**Problem to work on:**
If a line contains "use ApiPlatform\Metadata\GetCollection;", it is the last one to write out; begin with the first line of the records and copy each exactly.

**Collected data entries:**

◆ ◆ ◆

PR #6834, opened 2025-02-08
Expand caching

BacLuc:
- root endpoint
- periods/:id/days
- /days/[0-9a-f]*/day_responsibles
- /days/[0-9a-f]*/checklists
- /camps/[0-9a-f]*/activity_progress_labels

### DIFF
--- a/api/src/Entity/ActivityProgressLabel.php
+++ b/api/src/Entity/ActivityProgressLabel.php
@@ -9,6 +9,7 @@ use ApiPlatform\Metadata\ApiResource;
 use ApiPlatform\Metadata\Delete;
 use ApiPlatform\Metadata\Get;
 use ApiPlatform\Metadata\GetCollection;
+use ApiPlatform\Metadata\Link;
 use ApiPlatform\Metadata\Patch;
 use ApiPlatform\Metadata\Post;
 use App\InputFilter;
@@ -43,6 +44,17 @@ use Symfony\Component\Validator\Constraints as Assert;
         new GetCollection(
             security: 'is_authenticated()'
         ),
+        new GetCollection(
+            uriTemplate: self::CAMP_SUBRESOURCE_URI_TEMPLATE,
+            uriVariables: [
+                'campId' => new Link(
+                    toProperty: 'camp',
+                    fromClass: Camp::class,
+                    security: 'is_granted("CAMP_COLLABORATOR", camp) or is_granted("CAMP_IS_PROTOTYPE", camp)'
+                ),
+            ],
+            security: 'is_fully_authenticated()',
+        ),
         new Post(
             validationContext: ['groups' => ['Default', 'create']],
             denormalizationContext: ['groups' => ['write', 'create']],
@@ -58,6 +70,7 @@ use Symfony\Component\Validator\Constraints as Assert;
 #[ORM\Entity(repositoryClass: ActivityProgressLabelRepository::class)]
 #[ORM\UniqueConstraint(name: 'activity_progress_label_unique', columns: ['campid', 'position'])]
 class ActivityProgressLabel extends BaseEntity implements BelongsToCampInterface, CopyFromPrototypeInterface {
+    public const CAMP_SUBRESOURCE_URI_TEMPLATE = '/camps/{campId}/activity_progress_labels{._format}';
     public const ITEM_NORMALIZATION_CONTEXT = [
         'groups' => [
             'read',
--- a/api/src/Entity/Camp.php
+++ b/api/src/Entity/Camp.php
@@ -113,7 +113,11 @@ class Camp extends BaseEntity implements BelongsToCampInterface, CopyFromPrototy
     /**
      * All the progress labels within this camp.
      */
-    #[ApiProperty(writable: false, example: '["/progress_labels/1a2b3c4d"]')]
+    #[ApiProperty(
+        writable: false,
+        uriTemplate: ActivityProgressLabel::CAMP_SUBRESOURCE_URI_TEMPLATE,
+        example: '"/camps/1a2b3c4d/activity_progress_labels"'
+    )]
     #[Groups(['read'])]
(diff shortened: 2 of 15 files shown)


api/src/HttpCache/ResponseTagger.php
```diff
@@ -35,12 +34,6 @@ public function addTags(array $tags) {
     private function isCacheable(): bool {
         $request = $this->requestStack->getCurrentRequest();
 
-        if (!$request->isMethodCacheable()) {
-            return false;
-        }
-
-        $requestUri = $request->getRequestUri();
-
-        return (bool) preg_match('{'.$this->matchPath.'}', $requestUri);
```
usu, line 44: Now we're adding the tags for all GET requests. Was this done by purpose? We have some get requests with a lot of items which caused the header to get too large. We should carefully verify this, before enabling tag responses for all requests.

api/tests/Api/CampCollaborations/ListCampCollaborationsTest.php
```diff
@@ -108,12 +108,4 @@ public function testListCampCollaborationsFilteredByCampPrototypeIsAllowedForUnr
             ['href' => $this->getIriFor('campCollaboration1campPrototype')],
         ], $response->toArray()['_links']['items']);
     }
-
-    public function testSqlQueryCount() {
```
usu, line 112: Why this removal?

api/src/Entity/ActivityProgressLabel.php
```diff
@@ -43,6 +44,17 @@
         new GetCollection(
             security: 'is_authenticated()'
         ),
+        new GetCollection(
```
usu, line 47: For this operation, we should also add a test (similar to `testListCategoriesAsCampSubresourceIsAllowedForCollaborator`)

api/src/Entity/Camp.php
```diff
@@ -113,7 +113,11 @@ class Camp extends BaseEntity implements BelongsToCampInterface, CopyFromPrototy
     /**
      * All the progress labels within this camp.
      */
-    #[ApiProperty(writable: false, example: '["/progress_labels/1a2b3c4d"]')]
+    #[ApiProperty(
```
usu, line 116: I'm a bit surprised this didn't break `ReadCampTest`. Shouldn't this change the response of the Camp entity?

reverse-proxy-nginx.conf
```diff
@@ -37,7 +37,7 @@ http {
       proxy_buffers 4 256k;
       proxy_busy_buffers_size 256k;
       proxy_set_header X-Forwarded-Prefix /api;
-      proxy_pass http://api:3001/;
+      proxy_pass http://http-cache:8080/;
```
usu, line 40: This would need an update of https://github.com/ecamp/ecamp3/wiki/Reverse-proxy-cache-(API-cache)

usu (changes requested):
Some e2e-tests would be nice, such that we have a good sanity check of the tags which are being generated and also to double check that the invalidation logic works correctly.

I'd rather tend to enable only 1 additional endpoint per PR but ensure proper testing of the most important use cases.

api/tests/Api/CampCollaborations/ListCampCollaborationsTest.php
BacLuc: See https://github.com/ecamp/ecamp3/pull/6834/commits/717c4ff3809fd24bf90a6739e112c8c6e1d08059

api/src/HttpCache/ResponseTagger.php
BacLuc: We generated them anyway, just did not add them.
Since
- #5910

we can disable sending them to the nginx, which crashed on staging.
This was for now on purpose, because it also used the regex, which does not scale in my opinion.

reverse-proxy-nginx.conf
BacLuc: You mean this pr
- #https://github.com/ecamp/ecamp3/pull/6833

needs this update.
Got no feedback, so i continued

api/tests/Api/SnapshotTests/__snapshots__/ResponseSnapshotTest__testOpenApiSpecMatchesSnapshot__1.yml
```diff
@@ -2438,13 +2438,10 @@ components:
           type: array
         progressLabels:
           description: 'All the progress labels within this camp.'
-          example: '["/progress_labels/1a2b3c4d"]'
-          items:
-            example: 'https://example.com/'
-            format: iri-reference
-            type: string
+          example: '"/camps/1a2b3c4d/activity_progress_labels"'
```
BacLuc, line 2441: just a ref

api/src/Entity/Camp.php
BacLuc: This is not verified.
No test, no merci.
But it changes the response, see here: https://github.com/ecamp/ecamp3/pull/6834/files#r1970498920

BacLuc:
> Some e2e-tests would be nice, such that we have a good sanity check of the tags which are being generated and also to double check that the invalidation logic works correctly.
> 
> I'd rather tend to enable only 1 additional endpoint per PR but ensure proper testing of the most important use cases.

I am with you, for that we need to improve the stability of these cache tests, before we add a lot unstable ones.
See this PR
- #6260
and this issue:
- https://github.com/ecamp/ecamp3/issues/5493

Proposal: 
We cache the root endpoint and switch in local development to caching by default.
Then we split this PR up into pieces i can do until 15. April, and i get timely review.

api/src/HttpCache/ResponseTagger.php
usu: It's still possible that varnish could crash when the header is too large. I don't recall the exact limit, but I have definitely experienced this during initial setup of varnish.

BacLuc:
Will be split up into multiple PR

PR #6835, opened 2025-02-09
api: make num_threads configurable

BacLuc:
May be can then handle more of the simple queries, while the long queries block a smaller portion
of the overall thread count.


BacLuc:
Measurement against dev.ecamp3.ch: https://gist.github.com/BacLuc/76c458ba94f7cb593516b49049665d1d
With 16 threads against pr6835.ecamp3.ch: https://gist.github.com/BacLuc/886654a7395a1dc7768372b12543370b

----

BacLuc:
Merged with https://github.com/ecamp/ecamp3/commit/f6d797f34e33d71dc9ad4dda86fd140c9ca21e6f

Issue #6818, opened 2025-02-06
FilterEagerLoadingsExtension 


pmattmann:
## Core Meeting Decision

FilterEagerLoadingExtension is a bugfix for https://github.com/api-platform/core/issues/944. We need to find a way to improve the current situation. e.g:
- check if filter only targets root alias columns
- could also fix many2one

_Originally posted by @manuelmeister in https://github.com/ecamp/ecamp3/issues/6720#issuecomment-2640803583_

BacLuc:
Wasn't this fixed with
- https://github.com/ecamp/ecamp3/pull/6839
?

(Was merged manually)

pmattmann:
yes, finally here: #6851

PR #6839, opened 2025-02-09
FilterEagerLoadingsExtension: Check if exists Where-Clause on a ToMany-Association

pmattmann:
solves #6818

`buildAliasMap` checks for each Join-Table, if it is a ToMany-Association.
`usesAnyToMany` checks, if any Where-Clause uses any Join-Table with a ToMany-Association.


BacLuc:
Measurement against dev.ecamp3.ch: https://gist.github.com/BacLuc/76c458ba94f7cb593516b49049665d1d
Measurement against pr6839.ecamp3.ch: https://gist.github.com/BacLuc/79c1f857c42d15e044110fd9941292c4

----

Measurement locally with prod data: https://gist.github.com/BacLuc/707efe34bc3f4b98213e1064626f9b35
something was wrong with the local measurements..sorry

◆ ◆ ◆

**Problem solution:**
PR #6834, opened 2025-02-08
Expand caching

BacLuc:
- root endpoint
- periods/:id/days
- /days/[0-9a-f]*/day_responsibles
- /days/[0-9a-f]*/checklists
- /camps/[0-9a-f]*/activity_progress_labels

### DIFF
--- a/api/src/Entity/ActivityProgressLabel.php
+++ b/api/src/Entity/ActivityProgressLabel.php
@@ -9,6 +9,7 @@ use ApiPlatform\Metadata\ApiResource;
 use ApiPlatform\Metadata\Delete;
 use ApiPlatform\Metadata\Get;
 use ApiPlatform\Metadata\GetCollection;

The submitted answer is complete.